# LMS 3990 mount question



## Road_Clam (Dec 27, 2018)

Greetings , 
I need a favor if any of you could measure the height of the 4 mounting feet on the lms 3990 (or equiviliant) i would greatly appreciate it! Im fabricating a rigid mounting sub plate and im trying to caculate the length i will need for the 10mm bolts. My machine wont be here for about a week and i want my table all ready when it arrives.  Thanks !


----------



## mikey (Dec 27, 2018)

Wow, your excitement is really clear! Congrats on the new mill. Can't help you with dimensions but why not wait for the machine to arrive so you KNOW for sure what you need?
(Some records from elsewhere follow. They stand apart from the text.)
PR #1336, opened 2025-11-14
tests , docs and mapping for elasticsearch

mustafa3rsan:


pkg/pipeline/pipeline.go
```diff
@@ -110,6 +110,7 @@ const (
 	AssetTypeRedash                 = AssetType("redash")
 	AssetTypeGoodData               = AssetType("gooddata")
 	AssetTypeS3KeySensor            = AssetType("s3.sensor.key_sensor")
+	AssetTypeElasticsearch          = AssetType("elasticsearch")
```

Every machine differs so prefabricating isn't always a good idea.


----------



## Road_Clam (Dec 27, 2018)

mikey, I know it sounds like i'm "impatiently excited" about my new mill but actually it's all about timely assembly efficiency. It's going to be a logistical nightmare to get my LMS mill down into my basement. I will need to get the crate off my truck, around the back of my house (about 150 ft up a slight hill) then down the bulkhead stairs and into the next room. I'm 52 and in not so good shape and a family member will be helping me so I want to be able to get the mill up on the table and bolted down in one quick shot. Just being pro-active while the mill is still in route. I might have to deal with snow covered yard as well.


----------



## silence dogood (Dec 27, 2018)

On the internet, look up "LMS 3990 User guide".  On page 10, it should give you all the info that you need.  It's the same manual that you will get that is with your new machine.  You can have every thing ready except I'd wait on drilling the holes until you get your machine.


----------



## mikey (Dec 27, 2018)

Road_Clam said:


> mikey, I know it sounds like i'm "impatiently excited" about my new mill but actually it's all about timely assembly efficiency. It's going to be a logistical nightmare to get my LMS mill down into my basement. I will need to get the crate off my truck, around the back of my house (about 150 ft up a slight hill) then down the bulkhead stairs and into the next room. I'm 52 and in not so good shape and a family member will be helping me so I want to be able to get the mill up on the table and bolted down in one quick shot. Just being pro-active while the mill is still in route. I might have to deal with snow covered yard as well.



Yup, totally understand your reasoning. Just saying that the manual or what other owners have might be different from your machine. I've seen this so many times that I said something about it. Hope all goes well and safe.


----------